== Segment start ==
PR #2250, opened 2017-09-02
YubiKey [HOTP], secret

comradekingu:
In line with https://github.com/freedomofpress/securedrop/blob/develop/docs/yubikey_setup.rst


redshiftzero:
Hmm, checks aren't passing here - @comradekingu can you rebase this on current `develop`?

dachary:
noticed a few more instances where YubiKey is spelled Yubikey instead and added them to this commit. For test purposes this commit was moved to https://github.com/freedomofpress/securedrop/pull/2265

PR #2251, opened 2017-09-02
Log out

comradekingu:


dachary:
@redshiftzero if you agree with the change in wording I can help with the tests. What do you think ?

dachary:
See also https://github.com/freedomofpress/securedrop/pull/2357

redshiftzero:
Thanks @comradekingu and @dachary (:heart: for your offer - I was fixing up #2301 and figured I'd pull this commit in too), rebased these commits on top of i18n changes and added test changes in superseding PR #2358, let me know if you notice any issues! 😃

PR #2256, opened 2017-09-06
run srm with minimal dependencies

### LINKED ISSUE #844: Intermittent Travis test failures (Directory not empty: '/tmp/securedrop/keys')

dachary:
## Status

Work in progress

## Description of Changes

Fixes #844

When srm is delegated to a redis worker via rq, the modules it needs
will be imported in another python interpreter. To keep this to a
minimum, the srm function is isolated in a single file which only
depends on subprocess.

The former implementation was included in the store file which imports
gnupg. But gnupg runs processes and create directories when it is
imported. It will race with the journalist wsgi threads (each thread
has its own python interpreter) on a production server. And it will
also race with the journalist application run in a test environment,
inadvertendly re-creating the key directory after the teardown
function of the test removed the temporary directory in which it ran.

The redis server cannot be replaced by a thread run from the
journalist application because the production server has dozens of
them ran in each wsgi thread.

## Testing

* cherry-pick **reproducer for #844** to develop
* run  `while : ; do pytest -v tests/test_journalist.py || break ; done` in the development VM
* verify that it quickly (less than 5 runs) fails with
<pre>
>           assert not os.path.exists(config.SECUREDROP_DATA_ROOT)  # reproducer for #844
E           AssertionError
</pre>
* cherry-pick **isolate the srm function** on top of **reproducer for #844**
* run  `while : ; do pytest -v tests/test_journalist.py || break ; done` in the development VM
* verify that it loops with no failure during an hour

## Deployment

* The new rm.py file was added to apparmor for usr.sbin.apache2
* The code delegating the removal of files is not changed, it is just moved into a separate file which has 100% coverage.

### DIFF
--- a/securedrop/tests/utils/env.py
+++ b/securedrop/tests/utils/env.py
@@ -70,9 +70,5 @@ def teardown():
     try:
         shutil.rmtree(config.SECUREDROP_DATA_ROOT)
     except OSError as exc:
-        os.system("find " + config.SECUREDROP_DATA_ROOT)  # REMOVE ME, see #844
         if 'No such file or directory' not in exc:
             raise
-    except:
-        os.system("find " + config.SECUREDROP_DATA_ROOT)  # REMOVE ME, see #844
-        raise
--- a/securedrop/tests/utils/env.py
+++ b/securedrop/tests/utils/env.py
@@ -69,6 +69,9 @@ def teardown():
     db_session.remove()
     try:
         shutil.rmtree(config.SECUREDROP_DATA_ROOT)
+        import time
+        time.sleep(0.1)
+        assert not os.path.exists(config.SECUREDROP_DATA_ROOT)  # safeguard for #844
     except OSError as exc:
         if 'No such file or directory' not in exc:
             raise
--- a/securedrop/tests/utils/env.py
+++ b/securedrop/tests/utils/env.py
@@ -69,8 +69,6 @@ def teardown():
     db_session.remove()
     try:
         shutil.rmtree(config.SECUREDROP_DATA_ROOT)
-        import time
-        time.sleep(0.1)
         assert not os.path.exists(config.SECUREDROP_DATA_ROOT)  # safeguard for #844
     except OSError as exc:
         if 'No such file or directory' not in exc:
--- a/install_files/ansible-base/roles/build-securedrop-app-code-deb-pkg/files/usr.sbin.apache2
+++ b/install_files/ansible-base/roles/build-securedrop-app-code-deb-pkg/files/usr.sbin.apache2
@@ -144,6 +144,8 @@
   /var/www/securedrop/journalist_templates/login.html r,
   /var/www/securedrop/request_that_secures_file_uploads.py r,
   /var/www/securedrop/request_that_secures_file_uploads.pyc rw,
+  /var/www/securedrop/rm.py r,
+  /var/www/securedrop/rm.pyc rw,
   /var/www/securedrop/secure_tempfile.py r,
   /var/www/securedrop/secure_tempfile.pyc rw,
   /var/www/securedrop/source.py r,
--- a/securedrop/journalist.py
+++ b/securedrop/journalist.py
@@ -15,6 +15,7 @@ from sqlalchemy.sql.expression import false
 import config
 import version
 import crypto_util
+from rm import srm
 import store
 import template_filters
 from db import (db_session, Source, Journalist, Submission, Reply,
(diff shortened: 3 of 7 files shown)


redshiftzero:
It looks like you added a new file `path.py` (where the `path` and `verify` functions are) that was not added in d00e7159c3933377dc5afce5e20b2a940c628220?

dachary:
@redshiftzero I believe this is the right way to deal with the problem, as explained in https://github.com/freedomofpress/securedrop/issues/844#issuecomment-327433547

This draft implementation is split in two commits: one implementing & testing the thread implementation and the other trimming redis, workers and supervisor. I did this to make sure I was not missing a significant blocker.

I'll refrain from working on it until you get a chance to voice your opinion. Since the #844 does not happen very often, it should not be a blocker. However, for some reason it was a blocker yesterday on one of my PR for mysterious reasons. So.... it may be a good thing to address than in the not too distant future ;-)

redshiftzero:
Hey @dachary - so I haven't combed this over, but from taking a quick look at the diff here and reading your reasoning in [#844 (comment)](https://github.com/freedomofpress/securedrop/issues/844#issuecomment-327433547), I see what you mean about Redis being overkill. Given that this simplifies a clearly error prone area of the code, makes it easier to maintain, and it resolves the transient error (full disclosure: I haven't tested whether this does resolve the transient error yet) then I'm cool with your approach here so far. :+1:

dachary:
@redshiftzero thanks for the high level review. I'll work on it some more so it can be reviewed in detail. To be continued :-)

garrettr:
This looks great, but unfortunately I only have time to give it a quick skim. Just one note: whoever is reviewing/QA'ing this should examine the interaction between Python processes/threads as they are spawned by the web server (which, in turn, depends on both the web server and its specific configuration) and the threads that they in turn spawn as part of the operation of `Shredder`.

For example, if the web server spawns threads to serve requests, and each of these threads `.join`s on the thread running the `srm` process, and there is a maximum number of threads allowed (there usually is), a journalist who deletes a large number of files might end up accidentally triggering a DOS.

Also, make sure you test it on very large files—shred is significantly slower on larger files (e.g. close to the maximum submission size). 

Overall, I think this is a solid approach and agree that `redis` for this use case is overkill (I implemented that in a moment of desperation, IIRC). My main reason for doing so is that it maintains a persistent queue and handles submissions one at a time, so there is no risk of DOS—it might take a while, but as long as the server continues running, it will securely delete every deleted submission eventually.

dachary:
> if the web server spawns threads to serve requests, 

This is an excellent point ! Is there more than one flask journalist app instance at any given time ? Will wsgi spawn multiple journalist app ?

dachary:
@garrettr a system wide lock ensures there only is one srm loop at anytime https://github.com/freedomofpress/securedrop/pull/2256/commits/dc8d947905049c2999a7be262da5e682df11f8d5

That takes care of races between processes or concerns about involuntary DOS because of multiple srm.

If I'm not mistaken, there is one journalist app per wsgi thread. Since each of them create an additional shredder thread, we effectively double the number of threads. However, since only one loop is active at a time this does not significantly increase the CPU consumption: all other shredder threads will be blocked waiting on the exclusive file lock. And since there are at most 60 threads according to install_files/ansible-base/roles/app/templates/sites-available/journalist.conf

<pre>
WSGIDaemonProcess journalist processes=2 threads=30 ...
</pre>

there is no risk of overflowing system limits and the impact on performances should be negligible.

Am I missing something else ?

garrettr:
All I'm saying is: stress test it (e.g. delete > 60 large submissions at once) and profile it to make sure it doesn't do anything undesirable.

dachary:
@garrettr ack. I'm glad you caught that early, it would have been complicated to diagnose later on. 👍

dachary:
having the **while true ; do srm /var/lib/securedrop/shredder/* ; done** loop running as a daemon is a good idea. Using a thread launched from the journalist app is a **terrible** idea. Will rework to just replace redis with this simple daemon.

dachary:
Or ... we can just srm from the journalist app after returning the response to the user ? And use a global lock to make sure there is only one srm going on at any given time. This is a simple problem there should be a simple solution...

dachary:
The scope of this pull request far exceeded the need to fix a transient error that happens frequently enough to be a nuisance. It would have been good to trim redis in favor of a simpler solution, if there was one. Since it turns out this is more complicated than I thought, let's just fix the problem in a minimal way.

The test instructions were updated and the reproducer included in the PR for posterity. It is tricky enough that we don't want to forget about it.

securedrop/tests/utils/env.py
```diff
@@ -69,10 +69,7 @@ def teardown():
     db_session.remove()
     try:
         shutil.rmtree(config.SECUREDROP_DATA_ROOT)
+        assert not os.path.exists(config.SECUREDROP_DATA_ROOT)  # safeguard for #844
```
redshiftzero: :+1:

PR #2258, opened 2017-09-06
Run update_version.sh in development VM

### LINKED ISSUE #2257: Update update_version.sh for 0.4.3
## Description

We removed the build VM where the `update_version.sh` script expects to be run, so we'll need to make some edits to `update_version.sh`. 

We'll also need to make sure that `dch` is installed in the VM we use to run `update_version.sh`. 

Ideally one could run the `update_version.sh` locally since it only requires git and basic bash utilities, but `dch` (which is provided by the `devscripts` apt package) does not appear to be available packaged in homebrew for macOS, so it's simpler to run this in the development VM for now and add `devscripts` as a requirement.

redshiftzero:
## Status

Ready for review

## Description of Changes

Fixes #2257.

 * Install `git` and `devscripts` in the development VM so that we can run `update_version.sh` there
 * Update warnings in `update_version.sh` to direct user to run the script in the development VM

## Testing

Provision development VM on this branch, attempt to run, should encounter no issues.

## Deployment

Release process only

### DIFF
--- a/install_files/ansible-base/group_vars/all/securedrop
+++ b/install_files/ansible-base/group_vars/all/securedrop
@@ -26,6 +26,8 @@ development_dependencies:
   - tmux
   - vim
   - libffi-dev # for sphinx
+  - git
+  - devscripts # for dch
 
 # These profiles are referenced by multiple machines, such as Application Server
 # for direct copying at install time, and the build machine for including them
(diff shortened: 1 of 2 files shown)


redshiftzero:
Excellent, thanks for that rapid review @conorsch!

redshiftzero:
Disabling coverage check here because 1) it's unnecessary since the code in this diff is not included in the coverage computation and 2) this slow check is currently blocking me. Filed #2261.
== Segment end ==
ACTIVITY:
Considering only the data above, return the lines in which "reproducer" occurs.

WRITTEN RESPONSE:
* cherry-pick **reproducer for #844** to develop
>           assert not os.path.exists(config.SECUREDROP_DATA_ROOT)  # reproducer for #844
* cherry-pick **isolate the srm function** on top of **reproducer for #844**
The test instructions were updated and the reproducer included in the PR for posterity. It is tricky enough that we don't want to forget about it.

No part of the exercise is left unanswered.